If you want to successfully navigate this invaluable MBA networking opportunity, make sure you follow these simple rules of fair etiquette:

1. Don’t ask questions that can be found in FAQs
2. Come with a resume if you have one handy
3. Don’t ask whether the GMAT is absolutely necessary at the first meeting
4. Don’t wear sandals–first impressions count
5. Don’t be a brochure–nabber
6. Try and attend the panel discussion and seminars
7. Ask whether you can meet alumni
8. Do your homework
9. Trust your instincts
10. Have fun

Lack of preparation is the kiss of death at MBA fairs. A small amount of time researching a school can ensure that representatives are intrigued with applicants, rather than bored by questions that can easily be found on an institution’s website. Naturally, this means that coming up with queries that are fresh and original will be vital in making sure that you stand out amid a sea of would-be applicants.

Our first bit of advice is to ask any questions that you actually and honestly have. Keep in mind, however, that not all representatives will know every last detail about their school—but they may be able to connect you with someone who does.

Another option is to really listen during any presentations that are given, take notes, and then ask a related question to show that you were engaged. Or dig deep into the program’s website beforehand and jot down a few questions based on what you found there.

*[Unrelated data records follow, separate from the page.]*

PR #1253, opened 2022-07-01
deferrable epp function simplifying deferred templates

binford2k:


reidmv:
I think this is the right UX for the purpose; basically an arg-for-arg wrapper for `epp()`. 👍 

-------------------

Wild future improvement idea:

If we like this idea, there's a possibility we could modify the internals a bit to sub out the deferred arguments for `%<deferred_1>s`, `%<deferred_2>s`, and so forth, run the `epp()` with those subs, then return a `Deferred['sprintf', [$deferred_args_hash]]` – do this instead of returning a `Deferred['inline_epp' ...]`. If we did that, we might eliminate the template and variable scope constraints this implementation warns against.

chelnak (approved):

chelnak:
@binford2k Looks like you have a failing lint check

```
functions/deferrable_epp.pp - ERROR: there should be a single newline at the end of a manifest on line 19 (check: manifest_whitespace_double_newline_end_of_file)
```

Also I wonder if we should have a spec test for this?

spec/functions/stdlib_deferrable_epp_spec.rb
```diff
@@ -0,0 +1,25 @@
...
+  context 'defers rendering with deferred input' do
+    let(:pre_condition) do (<<~END)
+        function epp($str, $data) { fail("should not have invoked epp()") }
+        function find_template($str) { return "path" }
+        function file($path) { return "foo: <%= foo %>" }
+      END
+    end
+    it {
+      foo = Puppet::Pops::Types::TypeFactory.deferred.create('join', [1,2,3])
+      is_expected.to run.with_params('mymod/template.epp', {'foo' => foo }) #.and_return(a_kind_of Puppet::Pops::Evaluator::DeferredValue)
```
binford2k, line 22: @joshcooper I couldn't quite get the return type here. Suggestions?

binford2k: Never mind. I figured out the return type and submitted an rspec-puppet PR to actually allow this matcher to work.

https://github.com/puppetlabs/rspec-puppet/pull/24

chelnak (approved):

PR #1259, opened 2022-07-25
(FEAT) Add function parsepson

david22swan:
This commit adds a new function to parse PSON formatted JSON.
This functionality was formally covered by `parsejson` which, despite its name, defaulted to PSON.
However this has been changed so that the function now accurately uses JSON, with this function covering the potential need for PSON too specifically be used.

### DIFF
--- a/lib/puppet/functions/parsepson.rb
+++ b/lib/puppet/functions/parsepson.rb
@@ -1,0 +1,29 @@
+# frozen_string_literal: true
+
+# @summary
+#   This function accepts PSON, a Puppet variant of JSON, as a string and converts
+#   it into the correct Puppet structure
+#
+# @example How to parse pson
+#   $data = parsepson('{"a":"1","b":"2"}')
+#
+# For more information on PSON please see the following link:
+# https://puppet.com/docs/puppet/7/http_api/pson.html
+#
+Puppet::Functions.create_function(:parsepson) do
+  # @param pson_string A valid PSON string
+  # @param default An optional default to return if parsing the pson_string fails
+  # @return [Data]
+  dispatch :parsepson do
+    param          'String[1]', :pson_string
+    optional_param 'Any',       :default
+  end
+
+  def parsepson(pson_string, default = :no_default_provided)
+    PSON.load(pson_string)
+  rescue StandardError => err
+    Puppet.debug("Parsing PSON failed with error: #{err.message}")
+    raise err if default == :no_default_provided
+    default
+  end
+end
--- a/REFERENCE.md
+++ b/REFERENCE.md
@@ -140,6 +140,8 @@ true boolean.
 Puppet structure
 * [`parsejson`](#parsejson): This function accepts JSON as a string and converts it into the correct
 Puppet structure.
+* [`parsepson`](#parsepson): This function accepts PSON, a Puppet variant of JSON, as a string and 
+converts it into the correct Puppet structure.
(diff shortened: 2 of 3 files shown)


ekohl (changes requested):
Could this be written as a modern function rather than the legacy one? You also have `parsejson` in the PR title and commit message, which should be `parsepson`.

david22swan:
Had just copied the original function pre changes, but modernizing it would probably be good.
As for the PR and Commit................ yeh
It was a long day

lib/puppet/functions/parsepson.rb
```diff
@@ -0,0 +1,32 @@
...
+
+#
+# parsepson.rb
+#
+# @summary
+#   This function accepts PSON, a Puppet variant of JSON, as a string and converts
+#   it into the correct Puppet structure
+#
+# @example How to parse pson
+#   $data = parsepson("{any valid pson: string}")
```
ekohl, line 11: Is this valid pson? Looks more like hocon.

lib/puppet/functions/parsepson.rb
```diff
@@ -0,0 +1,32 @@
...
+#
+# For more information on PSON please see the following link:
+# https://puppet.com/docs/puppet/7/http_api/pson.html
+#
+Puppet::Functions.create_function(:parsepson) do
+  # @param pson_string A valid PSON string
+  # @param default An optional default to return if parsing the pson_string fails
+  # @return [Data]
+  dispatch :parsepson do
+    param          'String', :pson_string
```
ekohl, line 21: Since an empty string is invalid, should this be at least non-empty?
```suggestion
    param          'String[1]', :pson_string
```

lib/puppet/functions/parsepson.rb
david22swan: My bad, copied the wrong code.
Took from the hocon test

lib/puppet/functions/parsepson.rb
david22swan: Updated

ekohl (dismissed):

lib/puppet/functions/parsepson.rb
david22swan: Have walked myself back on this a bit.
Setting it to a `String[1]` overrides the ability to set a default return value.
Since I'm not entirely sure of all the circumstances that the setting of this default would be valuable I think it's best to leave it as a standard `String` value.

pmcmaw (approved):
Approving as failing spec tests are currently present on main.
Following ekohls suggestion of using the newer function style this is something on the teams radar and will be addressed as soon as we have bandwidth.

ekohl:
> Following ekohls suggestion of using the newer function style this is something on the teams radar and will be addressed as soon as we have bandwidth.

That's good, but IMHO we should at least only add new style functions (as we did here). Conversion is lower priority.

alexjfisher:
> > Following ekohls suggestion of using the newer function style this is something on the teams radar and will be addressed as soon as we have bandwidth.
> 
> That's good, but IMHO we should at least only add new style functions (as we did here). Conversion is lower priority.

And possibly also only allow new functions if they are namespaced too?

ekohl:
I feel stdlib is always a bit different. All other modules should certainly only have namespaced functions but stdlib is in this weird place. Perhaps best to discuss it in its own issue?

Issue #1262, opened 2022-08-08
to_toml function is not working


skoef:
## Describe the Bug
With stdlib 8.2.0, when using the `to_toml` function, introduced in 8.1.0, I get the following error message:

```
Internal Server Error: org.jruby.exceptions.LoadError: (LoadError) no such file to load -- puppet_x/stdlib
```

looking up the trace in puppetserver, I ended up on [this line](https://github.com/puppetlabs/puppetlabs-stdlib/blob/main/lib/puppet_x/stdlib/toml_dumper.rb#L21) where the problem would be. Googling a potential solution, I found that @mrbanzai [solved the issue](https://github.com/puppetlabs/puppetlabs-stdlib/commit/7dde528bfc9317474c21653cc58ddfd38ece7710) on a fork of stdlib and it works for me as well. 

If the proposed fix is considered okay, could we upstream that fix perhaps?

## Expected Behavior

With the fix applied, the catalog just applies and TOML is properly formatted.

## Steps to Reproduce
1. Use `to_toml` while on stdlib 8.2.0

## Environment
 - Version: 8.2.0
 - Platform: Ubuntu 20.04
 - Puppetserver: 7.4.2

david22swan:
PR with this fix has been created: https://github.com/puppetlabs/puppetlabs-stdlib/pull/1264

PR #1264, opened 2022-08-15
(GH-1262) Use 'require_relative' to load stdlib due to lookup errors

david22swan:


ekohl (dismissed):
This is a common problem. I wonder if we can somehow find a CI check for such a thing. No idea what the right way is and which tool to use, but users should be able to find these kind of problems early.

LukasAud (approved):

PR #1267, opened 2022-09-27
Add a Stdlib::CreateResources type

ekohl:
It is very common to have a parameter which creates resources, either via `create_resources()` or via iteration.


bastelfreak (approved):

david22swan:
@ekohl This look's good to me.
It need's a rebase before I can merge it though.

chelnak:
I'm a fan of types being singular nouns. I wonder if calling this type 'resource' would be too ambiguous?

ekohl:
> I'm a fan of types being singular nouns. I wonder if calling this type 'resource' would be too ambiguous?

This describes multiple resources. You can't get away from it IMHO. For example, you also have [ensure_resource](https://github.com/puppetlabs/puppetlabs-stdlib/blob/main/lib/puppet/parser/functions/ensure_resource.rb) and [ensure_resources](https://github.com/puppetlabs/puppetlabs-stdlib/blob/main/lib/puppet/parser/functions/ensure_resources.rb). If you were to define types for that, you'd also have one singular and one plural.

Technically you have this:
```puppet
type Stdlib::ResourceAttribute = Any
type Stdlib::ResourceAttributes = Hash[String[1], Stdlib::ResourceAttribute]
type Stdlib::CreateResources = Hash[String[1], Stdlib::ResourceAttributes]
```

But that's really verbose.

Also, you could also narrow down the title to a `Pattern` that's much smaller, but I'm not sure how much you'd win.

chelnak:
Yeah fair enough. I can see your point here. 👍

david22swan (approved):
LGTM

david22swan:
Thank's for getting the rebase done so fast :)

PR #1268, opened 2022-10-04
facter: do not use dummy package instantiation on windows

rismoney:


bastelfreak:
can you explain why you propose this change?

rismoney:
I believe (still reviewing) that this dummy package instantiation is causing excessive delays when run over a winrm connection.
The answer is always 'windows' as I don't believe you can change the package provider on windows before facter runs.
Here is what I see using facter -p --timing:
fact 'package_provider', took: (16.278307) seconds
when every other fact is sub-second.

rismoney:
not sure if I put this in the right spot.
https://tickets.puppetlabs.com/browse/PUP-11647?filter=-2

bastelfreak:
maybe it is worth investigating why ot takes so long (if that is always the cas). I know that many people use chololatey on windows, but I am not sure if people set that as default provider.

rismoney:
you can't set the default provider to chocolatey before puppet runs.  If you set Package {provider=chocolatey} that occurs after facter.  so I am not sure what this fact accomplishes on windows. Personally i think the fact is a bit 'dumb', as it only confirms what puppet already knew.

rismoney:
>  custom provider, like the chocolety one, could overwrite the default provider that puppet core sets.

Can you substantiate that?  If that is the case, I will abandon this effort.

jordanbreen28:
Hi @rismoney - as you have noted, a custom provider cannot override the default. It can claim to be default and then Puppet will "randomly" choose one and warn you about it. 

Unfortunately, there seems to be test failures for this PR - could you look to resolve them and then rebase with the current main so we can proceed? :-)

lib/facter/package_provider.rb
```diff
@@ -14,6 +14,11 @@
 
 # These will be nil if Puppet is not available.
 Facter.add(:package_provider) do
+
+  confine do
+    Facter.value(:kernel) != 'windows'
+  end
```
ekohl, line 20: You can even use weights. It still works on Windows so just give this a weight of 50:
```suggestion
  has_weight 50
```

lib/facter/package_provider.rb
```diff
@@ -23,3 +28,16 @@
     end
   end
 end
+
+Facter.add(:package_provider) do
+
+  confine do
+    Facter.value(:kernel) == 'windows'
+  end
```
ekohl, line 36: And then give this a higher weight (like 100) and confine it to windows.
```suggestion
  has_weight 100
  confine kernel: 'windows'
```

lib/facter/package_provider.rb
```diff
@@ -14,6 +14,11 @@
 
 # These will be nil if Puppet is not available.
 Facter.add(:package_provider) do
+
```
ekohl, line 17: In our coding style we don't have this empty line after a `do` block starts.
```suggestion
```

lib/facter/package_provider.rb
```diff
@@ -23,3 +28,16 @@
     end
   end
 end
+
+Facter.add(:package_provider) do
+
```
ekohl, line 33:
```suggestion
```

spec/unit/facter/package_provider_spec.rb
```diff
@@ -40,6 +40,15 @@
...
       end
+
+      context 'when windows' do
+        it 'returns windows' do
+          provider = Puppet::Type.type(:package).provider(:windows)
+          allow(Puppet::Type.type(:package)).to receive(:defaultprovider).and_return(provider)
+          expect(Facter.fact(:package_provider).value).to eq('windows')
+        end
+      end
+
```
ekohl, line 51:
```suggestion
```

ekohl (changes requested):

jordanbreen28:
Hi @rismoney,
As there has been no movement on this PR since October 4th, I will proceed to close this request.
Once you have the bandwidth to pick this back up again, and review the comments above, please do re-open this request and we can think about proceeding!
Thanks for your continued hard work on this!

PR #1275, opened 2022-10-12
(CONT-200) Fix require relative paths

chelnak:
Prior to this PR using stdlib/to_toml function in a separate environment outside of production will result in the following error if the latest version doesn't also live in production:

```
Error: Could not retrieve catalog from remote server: Error 500 on SERVER: Internal Server Error: org.jruby.exceptions.LoadError: (LoadError) no such file to load -- puppet_x/stdlib
```

This PR fixes the issue by updating code to use the correct paths for require_relative.

### DIFF
--- a/lib/puppet_x/stdlib/toml_dumper.rb
+++ b/lib/puppet_x/stdlib/toml_dumper.rb
@@ -18,7 +18,7 @@
 # OUT OF OR IN CONNECTION WITH THE SOFTWARE OR THE USE OR OTHER DEALINGS IN
 # THE SOFTWARE.
 
-require_relative '../stdlib'
+require_relative '../../puppet_x/stdlib'
 require 'date'
 
 module PuppetX::Stdlib


lib/puppet_x/stdlib.rb
```diff
@@ -1,4 +1,4 @@
-require 'puppet_x'
+require_relative '../puppet_x'
```
bastelfreak, line 1: is there maybe a rubocop rule we can use to enforce this?

bastelfreak (approved):

lib/puppet_x/stdlib.rb
chelnak: I've not seen one.. it would be cool if there was though. Even something to warn and say "maybe you should use require_relative here" would be nice.

pmcmaw (approved):
Failing tests are not in relation to this change.

PR #1277, opened 2022-10-14
(CONT-173) - Updating deprecated facter instances

jordanbreen28:
Prior to this PR, this module contained instances of Facter::Util::Resolution.exec and Facter::Util::Resolution.which, which are deprecated. This PR aims to replace these exec helpers with their supported Facter::Core::Execution counterparts.

This PR:

Replaces all Facter::Util::Resolution instances with corresponding Facter::Core::Execution exec helpers

### DIFF
--- a/lib/facter/root_home.rb
+++ b/lib/facter/root_home.rb
@@ -9,7 +9,7 @@ module Facter::Util::RootHome
   class << self
     # determines the root home directory
     def returnt_root_home
-      root_ent = Facter::Util::Resolution.exec('getent passwd root')
+      root_ent = Facter::Core::Execution.execute('getent passwd root')
       # The home directory is the sixth element in the passwd entry
       # If the platform doesn't have getent, root_ent will be nil and we should
       # return it straight away.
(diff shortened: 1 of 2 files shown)


lib/facter/root_home.rb
```diff
@@ -39,7 +39,7 @@ def returnt_root_home
   confine kernel: :aix
   root_home = nil
```
ekohl, line 40: This line is weird and should really be inside `setcode`.

ekohl (commented):
Argh, so many unrelated issues. I wonder why this isn't using `Etc.getpwuid(0).dir`, at least on Linux or even POSIX.

Also, I wonder why this isn't restricted to not run on Windows.

chelnak:
@ekohl Nice spot with those finds. Would you mind creating an issue so we can track them?

chelnak (approved):
Changes are sound.

@ekohl raises some good points too. We can address them in another PR.

ekohl:
I wonder why this was merged since https://github.com/puppetlabs/puppetlabs-stdlib/pull/1278 was pretty trivial to write.

PR #1278, opened 2022-10-14
Determine root_home without shelling out

ekohl:
This uses Ruby's Etc library to determine the root home. This avoids shelling out and writing multiple implementations.

### DIFF
--- a/lib/facter/root_home.rb
+++ b/lib/facter/root_home.rb
@@ -1,49 +1,11 @@
 # frozen_string_literal: true
 
-# root_home.rb
-module Facter::Util::RootHome
-  # @summary
-  #   A facter fact to determine the root home directory.
-  #   This varies on PE supported platforms and may be
-  #   reconfigured by the end user.
-  class << self
-    # determines the root home directory
-    def returnt_root_home
-      root_ent = Facter::Core::Execution.execute('getent passwd root')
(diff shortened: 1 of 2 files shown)


lib/facter/root_home.rb
```diff
@@ -1,49 +1,13 @@
...
-    hash = {}
-    str.split("\n").each do |pair|
-      key, value = pair.split(%r{:})
-      hash[key] = value
-    end
-    hash['dir'].strip
-  end
-end
-
 Facter.add(:root_home) do
```
chelnak, line 3: Nice removal of code @ekohl.

What do you think about confining the fact to osx and linux? I noticed the test just checks for `nil` when `:kernel` is Windows.

ekohl: Today there's also fact for AIX and I'd expect this code to work on any unix (like Solaris). However, I can't test that since I don't have access to those systems. Any you could confine it to non-Windows but I think this is effectively the same.

bastelfreak (approved):

lib/facter/root_home.rb
chelnak: Fair point!

jordanbreen28 (approved):
Looks good! Thanks @ekohl.

PR #1280, opened 2022-10-16
Drop Puppet < 3.6 support in package_provider fact

ekohl:
The metadata states it's only compatible with Puppet 6+ so maintaining compatibility is useless and can only slow things down.


bastelfreak (approved):

chelnak (approved):

chelnak:
Perfect!

PR #1281, opened 2022-10-19
Add Stdlib::Ensure::Package type

arjenz:
Like the ones for file, service.
Valid values taken from https://puppet.com/docs/puppet/7/types/package.html#package-attribute-ensure

### DIFF
--- a/spec/type_aliases/ensure_package_spec.rb
+++ b/spec/type_aliases/ensure_package_spec.rb
@@ -1,0 +1,39 @@
+# frozen_string_literal: true
+
+require 'spec_helper'
+
+describe 'Stdlib::Ensure::Package' do
+  describe 'valid handling' do
+    [
+      'present',
+      'absent',
+      'purged',
+      'disabled',
+      'installed',
+      'latest',
+      '1',
+      '1.1',
+      '>=6.0',
+    ].each do |value|
+      describe value.inspect do
+        it { is_expected.to allow_value(value) }
+      end
+    end
+  end
+  describe 'No complex types can match' do
+    context 'Garbage inputs, no complex or non string types can match' do
+      [
+        1,
+        1.1,
+        [1.1],
+        '',
+        { 'foo' => 'bar' },
+        {},
+      ].each do |value|
+        describe value.inspect do
+          it { is_expected.not_to allow_value(value) }
+        end
+      end
+    end
+  end
+end
--- a/types/ensure/package.pp
+++ b/types/ensure/package.pp
@@ -1,0 +1,2 @@
+# @summary Validate the value of the ensure parameter for a package
+type Stdlib::Ensure::Package = Variant[Enum['present', 'absent', 'purged', 'disabled', 'installed', 'latest'], String[1]]


types/ensure/package.pp
```diff
@@ -0,0 +1,2 @@
+# @summary Validate the value of the ensure parameter for a package
+type Stdlib::Ensure::Package = Variant[Enum['present', 'absent', 'purged', 'disabled', 'installed', 'latest'], Pattern[/\./]]
```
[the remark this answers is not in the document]
arjenz: When I was working on this I was also thinking "this would not allow non decimal numbers or bare git commit hash as version", but the Puppet docs don't allow it, so I'm also not allowing it here :)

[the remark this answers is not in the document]
arjenz: Or, am I misreading https://puppet.com/docs/puppet/7/types/package.html#package-attribute-ensure, and is that actually a regex wildcard . in there, `/./`, in that case, my version is too strict (and `String[1]` would be better).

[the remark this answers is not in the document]
kenyon: That's indeed a regex equivalent to `String[1]`.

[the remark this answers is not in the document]
arjenz: I changed it to `String[1]`

GSPatton (changes requested):
this looks good. Could you add a unit test for this change? Thanks

jordanbreen28:
Hi @arjenz,
Did you get the chance to implement @GSPatton's requested changes above?
Thanks

arjenz:
@jordanbreen28 Not yet, I wanted to copy the tests for the similar types in there, but there weren't any yet, I will try and get to that this week and push accordingly, thanks!

jordanbreen28:
@arjenz Thanks! Appreciate your work on this one.

types/ensure/package.pp
```diff
@@ -0,0 +1,2 @@
+# @summary Validate the value of the ensure parameter for a package
+type Stdlib::Ensure::Package = Variant[Enum['present', 'absent', 'purged', 'disabled', 'installed', 'latest'], String[1]]
```
b4ldr, line 2: This may as well be:
```suggestion
type Stdlib::Ensure::Package = String[1]
```
The Enum is completely superfluous and im not sure there is a whole lot of use in having a type definitions which is just an alias to String[1].  no objections either though

david22swan:
@arjenz Hey, just checking in on whether you've made any progress on this?

types/ensure/package.pp
LukasAud: @arjenz @b4ldr The Enum is, indeed, pretty much an alias for String[1]. However, we prefer to have it defined that way for a couple of reasons. One is to make the parameter easy to understand, by displaying valid values right away, and the other is to keep the documentation (see REFERENCE.md) as accurate as possible regarding $ensure values.

ekohl (approved):
I can see the benefits of explicit for documentation purposes. You could write a small test (https://rspec-puppet.com/documentation/type_aliases/) to make sure it's valid, but :+1: to this.

types/ensure/package.pp
b4ldr: ack no  blocker from me

GSPatton:
as @ekohl suggested, could you add a couple of test cases to ensure this new type works consistently in the future? After which we would be happy to merge. Thanks

arjenz:
Having some issues on M1 laptop getting the tests to run (and unfortunately the other types don't have similar tests yet), I'll try and create a test.

ekohl:
> unfortunately the other types don't have similar tests yet

There are a bunch of them: https://github.com/puppetlabs/puppetlabs-stdlib/tree/main/spec/type_aliases

arjenz:
> I can see the benefits of explicit for documentation purposes. You could write a small test (https://rspec-puppet.com/documentation/type_aliases/) to make sure it's valid, but 👍 to this.

@ekohl 
Done!

spec/type_aliases/ensure_package_spec.rb
```diff
@@ -0,0 +1,37 @@
...
+require 'spec_helper'
+
+describe 'Stdlib::Ensure::Package' do
+  describe 'valid handling' do
+    [
+      'present',
+      'absent',
+      'purged',
+      'disabled',
+      'installed',
```
jcpunk, line 12: `latest`?

arjenz: Fell off when I copy/pasted from https://www.puppet.com/docs/puppet/7/types/package.html#package-attribute-ensure, re-added, thanks!

arjenz:
I don't think any of the failing checks are related to my change

spec/type_aliases/ensure_package_spec.rb
```diff
@@ -0,0 +1,38 @@
...
+      'latest',
+      '1',
+      '1.1',
```
ekohl, line 15: Could you also add a version range, which is supported by at least some package providers (at least DNF):
```suggestion
      '>=6.0',
```

It'll be more for documentation purposes/regression testing than anything else.

ekohl (approved):
Thanks!

LukasAud (approved):
LGTM

LukasAud:
Thanks for your contribution!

Also, try to narrow your choices down to a few business schools before attending. This allows you to focus your research and prevents you from wasting your time talking to schools that you may later find out cost too much, don’t offer your preferred electives, or expect a higher GMAT score than you can deliver.

Remember, from the adcomm’s perspective, the most memorable candidates they meet are those who have obviously done their research on what their specific program has to offer, and why it is the best fit for your career needs.